Referring to FIG. 3, a roll-shaped insulating disc 121 for a touch panel sensor of a plurality of cells is provided. The transparent conductive film 124 is coated on the entire surface of the insulating disc 121 and is provided. The transparent conductive film 124 may be provided using a silver nanofiber solution, and the silver nano conductive film may be formed directly on an insulating substrate or may be formed by a half coating method, depending on the formation method thereof.

Referring to FIG. 4, a wire pattern 128 is formed on the transparent conductive film 124. The wire pattern 128 may be electrically connected to the terminals of the flexible circuit board 140, and may include silver paste silk printing, gravure printing of conductive ink including silver ink, printing methods such as flexographic printing, metal thin film formation and etching, and the like. It can be formed in a variety of ways. Since the conductive pattern 126 is not formed when the wire pattern 128 is formed, the wire pattern 128 can be formed in advance corresponding to the formation position of the conductive pattern 126.
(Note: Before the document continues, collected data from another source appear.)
PR #3779, opened 2022-04-08
Update cardano-api txout with reference scripts

Jimbo4350:
Update cardano-api's txout data type with reference scripts


MarcFontaine (approved):
LGTM regarding the tx-generator

newhoggy (approved):

PR #3790, opened 2022-04-12
  DO NOT MERGE: Bump ouroboros-network version to the latest version of…

dnadales:
… feature/utxo-hd

### DIFF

Referring to FIG. 5, a transparent insulating pattern 156 is formed on the transparent conductive film 124 corresponding to the shape of the transparent conductive pattern 126. The transparent insulating pattern 156 has a rectangular shape extending vertically up and down, and includes a rectangular hole formed at even intervals therein. Therefore, the transparent insulating pattern 156 is provided with three straight patterns connected to the top and bottom and formed in a uniform width and spacing. Three straight patterns form a group, and six transparent insulating patterns 156 are arranged in parallel at equal intervals. For reference, the above structure may be formed of various structures such as a diamond structure according to the type of the touch sensor as an example of the transparent conductive pattern.

In FIG. 5A, transparent insulating patterns 156 are formed on the transparent conductive film 124 at uniform intervals. In FIG. 5B, the wire patterns 128 are formed on the transparent conductive film 124. An end is positioned, and a transparent insulating pattern 156 is formed thereon.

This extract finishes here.